Data for this exercise →
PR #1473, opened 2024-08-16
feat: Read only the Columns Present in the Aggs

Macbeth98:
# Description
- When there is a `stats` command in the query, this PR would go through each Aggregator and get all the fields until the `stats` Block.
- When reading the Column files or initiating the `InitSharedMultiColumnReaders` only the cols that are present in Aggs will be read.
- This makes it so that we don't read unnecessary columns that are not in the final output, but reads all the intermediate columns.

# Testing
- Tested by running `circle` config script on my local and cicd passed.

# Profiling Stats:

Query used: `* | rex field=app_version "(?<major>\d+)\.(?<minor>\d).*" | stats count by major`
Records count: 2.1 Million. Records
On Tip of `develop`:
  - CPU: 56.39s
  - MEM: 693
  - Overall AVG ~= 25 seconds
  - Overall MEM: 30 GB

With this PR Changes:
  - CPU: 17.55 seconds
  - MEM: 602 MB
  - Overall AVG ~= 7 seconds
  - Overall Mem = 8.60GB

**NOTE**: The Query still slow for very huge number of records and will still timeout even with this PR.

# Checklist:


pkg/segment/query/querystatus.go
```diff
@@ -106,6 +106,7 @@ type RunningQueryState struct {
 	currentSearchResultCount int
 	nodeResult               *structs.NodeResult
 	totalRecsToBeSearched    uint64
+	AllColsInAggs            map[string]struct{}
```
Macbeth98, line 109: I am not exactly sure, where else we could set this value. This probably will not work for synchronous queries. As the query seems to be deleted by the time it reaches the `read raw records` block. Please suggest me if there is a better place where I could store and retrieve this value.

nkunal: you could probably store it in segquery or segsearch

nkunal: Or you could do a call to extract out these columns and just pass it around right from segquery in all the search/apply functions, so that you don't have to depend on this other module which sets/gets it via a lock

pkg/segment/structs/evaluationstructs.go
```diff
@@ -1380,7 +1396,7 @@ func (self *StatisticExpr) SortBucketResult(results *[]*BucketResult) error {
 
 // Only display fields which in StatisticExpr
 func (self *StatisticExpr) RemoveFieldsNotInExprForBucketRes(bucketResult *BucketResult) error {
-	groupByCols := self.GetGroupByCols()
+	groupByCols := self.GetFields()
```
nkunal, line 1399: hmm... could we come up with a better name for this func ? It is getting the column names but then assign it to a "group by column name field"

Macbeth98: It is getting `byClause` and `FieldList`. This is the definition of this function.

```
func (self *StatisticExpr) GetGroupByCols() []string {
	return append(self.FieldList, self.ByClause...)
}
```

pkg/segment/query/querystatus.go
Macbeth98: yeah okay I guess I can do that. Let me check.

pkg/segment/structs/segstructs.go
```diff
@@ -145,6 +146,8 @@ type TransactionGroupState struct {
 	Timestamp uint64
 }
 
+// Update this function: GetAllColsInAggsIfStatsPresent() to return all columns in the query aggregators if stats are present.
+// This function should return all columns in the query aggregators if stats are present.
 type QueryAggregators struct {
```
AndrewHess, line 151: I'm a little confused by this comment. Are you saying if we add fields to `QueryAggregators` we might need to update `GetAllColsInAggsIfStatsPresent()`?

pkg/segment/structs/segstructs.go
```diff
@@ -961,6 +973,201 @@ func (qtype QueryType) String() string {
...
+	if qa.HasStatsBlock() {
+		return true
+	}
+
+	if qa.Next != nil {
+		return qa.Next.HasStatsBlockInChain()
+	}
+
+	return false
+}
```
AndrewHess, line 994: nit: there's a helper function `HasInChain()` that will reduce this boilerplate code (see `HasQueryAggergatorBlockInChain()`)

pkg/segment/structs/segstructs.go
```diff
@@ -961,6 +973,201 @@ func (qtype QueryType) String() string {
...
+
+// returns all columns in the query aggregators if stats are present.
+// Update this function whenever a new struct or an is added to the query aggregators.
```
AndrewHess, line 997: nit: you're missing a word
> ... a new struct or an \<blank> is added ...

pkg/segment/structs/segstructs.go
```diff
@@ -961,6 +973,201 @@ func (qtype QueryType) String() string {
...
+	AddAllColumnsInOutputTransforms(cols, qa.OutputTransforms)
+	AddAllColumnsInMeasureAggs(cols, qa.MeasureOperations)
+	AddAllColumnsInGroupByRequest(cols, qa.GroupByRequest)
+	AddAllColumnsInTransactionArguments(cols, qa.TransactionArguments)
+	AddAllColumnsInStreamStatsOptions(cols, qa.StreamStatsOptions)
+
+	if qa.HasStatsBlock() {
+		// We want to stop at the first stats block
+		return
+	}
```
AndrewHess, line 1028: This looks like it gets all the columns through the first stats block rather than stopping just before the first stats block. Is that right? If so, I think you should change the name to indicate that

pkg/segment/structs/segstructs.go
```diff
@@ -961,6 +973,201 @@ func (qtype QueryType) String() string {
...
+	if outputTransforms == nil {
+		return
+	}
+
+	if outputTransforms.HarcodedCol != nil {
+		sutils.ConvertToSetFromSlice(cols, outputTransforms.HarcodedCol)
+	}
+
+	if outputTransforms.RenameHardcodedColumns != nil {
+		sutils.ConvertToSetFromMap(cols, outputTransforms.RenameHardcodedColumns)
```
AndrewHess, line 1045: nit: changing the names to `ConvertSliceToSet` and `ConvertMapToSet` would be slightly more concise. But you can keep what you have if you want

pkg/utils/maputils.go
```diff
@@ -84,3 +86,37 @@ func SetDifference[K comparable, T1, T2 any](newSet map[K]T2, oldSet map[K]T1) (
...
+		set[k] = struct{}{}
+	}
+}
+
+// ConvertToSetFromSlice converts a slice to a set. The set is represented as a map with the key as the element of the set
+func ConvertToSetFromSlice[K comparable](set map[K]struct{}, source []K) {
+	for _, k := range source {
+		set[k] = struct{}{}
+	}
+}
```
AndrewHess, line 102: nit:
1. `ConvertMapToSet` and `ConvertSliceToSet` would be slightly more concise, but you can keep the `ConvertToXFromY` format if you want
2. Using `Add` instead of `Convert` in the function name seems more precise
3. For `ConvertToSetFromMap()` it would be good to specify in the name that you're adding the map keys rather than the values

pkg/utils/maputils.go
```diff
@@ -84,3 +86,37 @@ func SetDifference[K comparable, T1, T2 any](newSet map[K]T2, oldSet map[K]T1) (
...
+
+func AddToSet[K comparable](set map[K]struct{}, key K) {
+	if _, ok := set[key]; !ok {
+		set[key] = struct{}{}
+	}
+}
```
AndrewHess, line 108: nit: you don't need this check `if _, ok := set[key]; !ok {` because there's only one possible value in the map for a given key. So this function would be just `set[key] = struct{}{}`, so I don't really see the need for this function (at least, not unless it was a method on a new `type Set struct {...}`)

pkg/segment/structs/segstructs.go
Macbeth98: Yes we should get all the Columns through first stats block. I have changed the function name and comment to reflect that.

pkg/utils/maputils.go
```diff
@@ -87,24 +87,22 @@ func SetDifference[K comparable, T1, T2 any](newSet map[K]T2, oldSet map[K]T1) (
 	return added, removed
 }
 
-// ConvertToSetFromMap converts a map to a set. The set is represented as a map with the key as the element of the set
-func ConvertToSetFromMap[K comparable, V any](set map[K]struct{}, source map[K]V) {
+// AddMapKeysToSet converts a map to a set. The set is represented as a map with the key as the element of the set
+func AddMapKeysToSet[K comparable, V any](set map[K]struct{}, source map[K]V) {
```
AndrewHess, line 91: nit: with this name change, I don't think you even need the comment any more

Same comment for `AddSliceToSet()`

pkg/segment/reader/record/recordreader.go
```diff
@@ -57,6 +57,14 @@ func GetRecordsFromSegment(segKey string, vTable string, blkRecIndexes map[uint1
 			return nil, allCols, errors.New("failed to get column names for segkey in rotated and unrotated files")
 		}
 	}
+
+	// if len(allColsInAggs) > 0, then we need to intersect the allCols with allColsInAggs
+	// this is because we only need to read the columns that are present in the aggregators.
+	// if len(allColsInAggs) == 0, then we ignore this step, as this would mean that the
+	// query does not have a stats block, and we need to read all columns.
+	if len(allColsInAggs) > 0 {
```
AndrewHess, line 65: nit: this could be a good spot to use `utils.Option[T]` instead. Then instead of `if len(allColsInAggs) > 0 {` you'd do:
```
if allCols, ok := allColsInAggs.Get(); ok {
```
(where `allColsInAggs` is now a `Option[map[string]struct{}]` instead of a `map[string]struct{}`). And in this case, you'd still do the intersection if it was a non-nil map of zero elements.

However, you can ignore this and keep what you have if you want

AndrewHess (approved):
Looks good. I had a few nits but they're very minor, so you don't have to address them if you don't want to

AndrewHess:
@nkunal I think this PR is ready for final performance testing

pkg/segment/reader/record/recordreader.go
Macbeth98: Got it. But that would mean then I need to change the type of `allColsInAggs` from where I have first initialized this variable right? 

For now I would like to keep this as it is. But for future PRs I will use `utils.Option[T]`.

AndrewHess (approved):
...
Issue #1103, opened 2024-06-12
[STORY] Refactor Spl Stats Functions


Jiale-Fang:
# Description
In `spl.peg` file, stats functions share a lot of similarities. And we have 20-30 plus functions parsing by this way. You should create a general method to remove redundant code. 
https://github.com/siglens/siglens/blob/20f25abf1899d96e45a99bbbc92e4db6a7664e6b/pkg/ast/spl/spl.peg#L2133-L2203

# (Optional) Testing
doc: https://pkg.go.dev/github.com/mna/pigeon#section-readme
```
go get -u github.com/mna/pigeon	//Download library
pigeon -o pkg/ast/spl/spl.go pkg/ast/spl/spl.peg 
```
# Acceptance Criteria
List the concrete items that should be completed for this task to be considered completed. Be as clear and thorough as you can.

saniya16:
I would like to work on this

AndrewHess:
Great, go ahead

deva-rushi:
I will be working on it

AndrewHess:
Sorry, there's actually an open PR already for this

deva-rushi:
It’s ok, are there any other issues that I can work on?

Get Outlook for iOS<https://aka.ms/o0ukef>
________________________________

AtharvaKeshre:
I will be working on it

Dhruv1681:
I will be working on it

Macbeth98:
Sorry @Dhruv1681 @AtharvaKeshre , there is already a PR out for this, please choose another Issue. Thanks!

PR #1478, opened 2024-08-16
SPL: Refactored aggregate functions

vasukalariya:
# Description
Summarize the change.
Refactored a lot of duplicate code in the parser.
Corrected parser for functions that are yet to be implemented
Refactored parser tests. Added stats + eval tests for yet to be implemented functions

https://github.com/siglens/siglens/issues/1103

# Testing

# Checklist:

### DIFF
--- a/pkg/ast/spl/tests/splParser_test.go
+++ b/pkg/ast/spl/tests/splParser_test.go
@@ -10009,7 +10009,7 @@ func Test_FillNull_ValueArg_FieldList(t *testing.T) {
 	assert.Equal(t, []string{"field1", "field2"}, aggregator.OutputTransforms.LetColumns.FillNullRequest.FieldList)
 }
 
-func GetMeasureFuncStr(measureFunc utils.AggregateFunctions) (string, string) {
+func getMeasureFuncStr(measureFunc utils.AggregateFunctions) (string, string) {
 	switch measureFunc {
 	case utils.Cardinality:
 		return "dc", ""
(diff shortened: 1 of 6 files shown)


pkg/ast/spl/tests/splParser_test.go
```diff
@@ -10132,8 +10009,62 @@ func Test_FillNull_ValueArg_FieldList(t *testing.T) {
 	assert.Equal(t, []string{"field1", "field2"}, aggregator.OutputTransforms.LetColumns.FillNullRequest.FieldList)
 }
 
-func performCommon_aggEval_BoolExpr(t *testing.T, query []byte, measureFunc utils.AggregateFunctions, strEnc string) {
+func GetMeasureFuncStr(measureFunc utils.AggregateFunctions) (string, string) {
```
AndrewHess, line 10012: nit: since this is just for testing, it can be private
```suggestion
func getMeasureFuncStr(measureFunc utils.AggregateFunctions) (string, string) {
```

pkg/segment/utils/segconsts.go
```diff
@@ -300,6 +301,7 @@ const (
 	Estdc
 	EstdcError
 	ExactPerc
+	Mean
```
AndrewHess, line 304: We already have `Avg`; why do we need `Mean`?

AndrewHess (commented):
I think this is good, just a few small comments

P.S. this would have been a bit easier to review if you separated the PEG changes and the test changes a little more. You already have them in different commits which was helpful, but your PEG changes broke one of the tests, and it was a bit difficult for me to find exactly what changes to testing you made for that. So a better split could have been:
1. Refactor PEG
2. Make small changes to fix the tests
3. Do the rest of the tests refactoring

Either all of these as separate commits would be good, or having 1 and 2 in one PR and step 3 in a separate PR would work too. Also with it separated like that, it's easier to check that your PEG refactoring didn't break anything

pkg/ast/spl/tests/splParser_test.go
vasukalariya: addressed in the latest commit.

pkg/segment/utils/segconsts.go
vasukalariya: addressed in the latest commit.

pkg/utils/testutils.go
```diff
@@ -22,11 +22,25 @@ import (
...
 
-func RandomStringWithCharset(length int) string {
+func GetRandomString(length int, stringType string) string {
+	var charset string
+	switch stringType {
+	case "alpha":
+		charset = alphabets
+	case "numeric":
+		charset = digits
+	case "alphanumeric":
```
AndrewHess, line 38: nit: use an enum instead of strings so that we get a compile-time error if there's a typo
...
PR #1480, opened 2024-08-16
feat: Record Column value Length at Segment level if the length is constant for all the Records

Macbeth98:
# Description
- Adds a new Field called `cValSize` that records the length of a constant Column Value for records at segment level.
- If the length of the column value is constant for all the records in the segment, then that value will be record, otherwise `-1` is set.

Task objective → Each line above with the word "small" needs to be copied.

Solution to this task →
I think this is good, just a few small comments
2. Make small changes to fix the tests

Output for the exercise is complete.